About this task
Write out all the data again, exactly.
***** Source material *****
PR #108, opened 2017-07-04
Added cmake code to generate and install a pkgconfig file as well as …

ianwlarson:
…a cmake configure file.


CMakeLists.txt
```diff
@@ -6,6 +6,10 @@ disallow_intree_builds()
 
 project (utf8proc C)
 
+set(INSTALL_LIB_DIR "${CMAKE_INSTALL_PREFIX}/lib" CACHE PATH "Installation director for libraries.")
+set(INSTALL_INC_DIR "${CMAKE_INSTALL_PREFIX}/include" CACHE PATH "Installation directory for headers.")
+set(INSTALL_PKGCONFIG_DIR "${CMAKE_INSTALL_PREFIX}/share/pkgconfig" CACHE PATH "Installation dirctory for pkgconfig file.")
```
tkelman: directory missing the e here, missing the y above

ianwlarson:
The pkgconfig file eases use of the library, and the cmake-config file allows the library to be easily located and accessed from any project using cmake:

```cmake
find_package(utf8proc REQUIRED)
include_directories(${UTF8PROC_INCLUDE_DIRS})
set(CMAKE_C_FLAGS_DEBUG "${CMAKE_C_FLAGS_DEBUG} ${LIBUTF8PROC_DEFINITIONS}")
set(CMAKE_C_FLAGS_RELEASE "${CMAKE_C_FLAGS_RELEASE} ${LIBUTF8PROC_DEFINITIONS}")
```

ianwlarson:
Would you guys consider raising the cmake version requirement to major version 3? Do you guys have any specific reason to keep it at 2.8?

CMakeLists.txt
```diff
@@ -21,13 +25,31 @@ if (NOT MSVC)
   set(CMAKE_C_FLAGS "${CMAKE_C_FLAGS} -O2 -std=c99 -pedantic -Wall")
 endif ()
 
-add_library (utf8proc
+add_library (utf8proc SHARED
```
stevengj: Wouldn't it be better to use `BUILD_SHARED_LIBS` so that this is configurable?

CMakeLists.txt
```diff
@@ -6,6 +6,10 @@ disallow_intree_builds()
 
 project (utf8proc C)
 
+set(INSTALL_LIB_DIR "${CMAKE_INSTALL_PREFIX}/lib" CACHE PATH "Installation directory for libraries.")
+set(INSTALL_INC_DIR "${CMAKE_INSTALL_PREFIX}/include" CACHE PATH "Installation directory for headers.")
```
stevengj: Are these directories correct for Windows?

CMakeLists.txt
```diff
@@ -21,13 +25,31 @@ if (NOT MSVC)
...
+               ${CMAKE_CURRENT_SOURCE_DIR}/${PROJECT_NAME}-config-version.cmake @ONLY)
+
+install(FILES utf8proc.pc DESTINATION "${INSTALL_PKGCONFIG_DIR}")
+install(FILES utf8proc.h DESTINATION "${INSTALL_INC_DIR}")
+install(TARGETS utf8proc
+        ARCHIVE DESTINATION "${INSTALL_LIB_DIR}"
+        LIBRARY DESTINATION "${INSTALL_LIB_DIR}")
+  
+install(FILES ${PROJECT_NAME}-config.cmake ${PROJECT_NAME}-config-version.cmake
+        DESTINATION "${INSTALL_LIB_DIR}/${PROJECT_NAME}")
```
stevengj: I get the impression that `"${CMAKE_INSTALL_PREFIX}/share/cmake/${PROJECT_NAME}"` is preferred here.  
It makes sense to put it in a `cmake` subdirectory so as not to clutter the `lib` or `share` directory, and it makes sense to use `share` rather than `lib` similar to the `.pc` file.

See e.g. [here](https://stackoverflow.com/questions/30201895/what-is-the-location-to-install-cmake-extension-files-in-ubuntu) and [here](https://cmake.org/cmake/help/v3.2/command/find_package.html).

utf8proc-config-version.cmake.cmakein
```diff
@@ -0,0 +1,11 @@
+set(PACKAGE_VERSION @UTF8PROC_FULL_VERSION@)
```
stevengj: Technically, this should probably be the API version (the one in `utfproc.h` — this is the "human-readable" version number) not the ABI version (the one used for versioning the shared-library file).

(Currently, the two version numbers are the same, but it is possible that they may diverge in the future.)

CMakeLists.txt
tkelman: shared libs should go to bin for windows. cmake usually has the right defaults

CMakeLists.txt
ianwlarson: Good point.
*****
Result of this exercise
PR #108, opened 2017-07-04
Added cmake code to generate and install a pkgconfig file as well as …

ianwlarson:
…a cmake configure file.


CMakeLists.txt
```diff
@@ -6,6 +6,10 @@ disallow_intree_builds()
 
 project (utf8proc C)
 
+set(INSTALL_LIB_DIR "${CMAKE_INSTALL_PREFIX}/lib" CACHE PATH "Installation director for libraries.")
+set(INSTALL_INC_DIR "${CMAKE_INSTALL_PREFIX}/include" CACHE PATH "Installation directory for headers.")
+set(INSTALL_PKGCONFIG_DIR "${CMAKE_INSTALL_PREFIX}/share/pkgconfig" CACHE PATH "Installation dirctory for pkgconfig file.")
```
tkelman: directory missing the e here, missing the y above

ianwlarson:
The pkgconfig file eases use of the library, and the cmake-config file allows the library to be easily located and accessed from any project using cmake:

```cmake
find_package(utf8proc REQUIRED)
include_directories(${UTF8PROC_INCLUDE_DIRS})
set(CMAKE_C_FLAGS_DEBUG "${CMAKE_C_FLAGS_DEBUG} ${LIBUTF8PROC_DEFINITIONS}")
set(CMAKE_C_FLAGS_RELEASE "${CMAKE_C_FLAGS_RELEASE} ${LIBUTF8PROC_DEFINITIONS}")
```

ianwlarson:
Would you guys consider raising the cmake version requirement to major version 3? Do you guys have any specific reason to keep it at 2.8?

CMakeLists.txt
```diff
@@ -21,13 +25,31 @@ if (NOT MSVC)
   set(CMAKE_C_FLAGS "${CMAKE_C_FLAGS} -O2 -std=c99 -pedantic -Wall")
 endif ()
 
-add_library (utf8proc
+add_library (utf8proc SHARED
```
stevengj: Wouldn't it be better to use `BUILD_SHARED_LIBS` so that this is configurable?

CMakeLists.txt
```diff
@@ -6,6 +6,10 @@ disallow_intree_builds()
 
 project (utf8proc C)
 
+set(INSTALL_LIB_DIR "${CMAKE_INSTALL_PREFIX}/lib" CACHE PATH "Installation directory for libraries.")
+set(INSTALL_INC_DIR "${CMAKE_INSTALL_PREFIX}/include" CACHE PATH "Installation directory for headers.")
```
stevengj: Are these directories correct for Windows?

CMakeLists.txt
```diff
@@ -21,13 +25,31 @@ if (NOT MSVC)
...
+               ${CMAKE_CURRENT_SOURCE_DIR}/${PROJECT_NAME}-config-version.cmake @ONLY)
+
+install(FILES utf8proc.pc DESTINATION "${INSTALL_PKGCONFIG_DIR}")
+install(FILES utf8proc.h DESTINATION "${INSTALL_INC_DIR}")
+install(TARGETS utf8proc
+        ARCHIVE DESTINATION "${INSTALL_LIB_DIR}"
+        LIBRARY DESTINATION "${INSTALL_LIB_DIR}")
+  
+install(FILES ${PROJECT_NAME}-config.cmake ${PROJECT_NAME}-config-version.cmake
+        DESTINATION "${INSTALL_LIB_DIR}/${PROJECT_NAME}")
```
stevengj: I get the impression that `"${CMAKE_INSTALL_PREFIX}/share/cmake/${PROJECT_NAME}"` is preferred here.  
It makes sense to put it in a `cmake` subdirectory so as not to clutter the `lib` or `share` directory, and it makes sense to use `share` rather than `lib` similar to the `.pc` file.

See e.g. [here](https://stackoverflow.com/questions/30201895/what-is-the-location-to-install-cmake-extension-files-in-ubuntu) and [here](https://cmake.org/cmake/help/v3.2/command/find_package.html).

utf8proc-config-version.cmake.cmakein
```diff
@@ -0,0 +1,11 @@
+set(PACKAGE_VERSION @UTF8PROC_FULL_VERSION@)
```
stevengj: Technically, this should probably be the API version (the one in `utfproc.h` — this is the "human-readable" version number) not the ABI version (the one used for versioning the shared-library file).

(Currently, the two version numbers are the same, but it is possible that they may diverge in the future.)

CMakeLists.txt
tkelman: shared libs should go to bin for windows. cmake usually has the right defaults

CMakeLists.txt
ianwlarson: Good point.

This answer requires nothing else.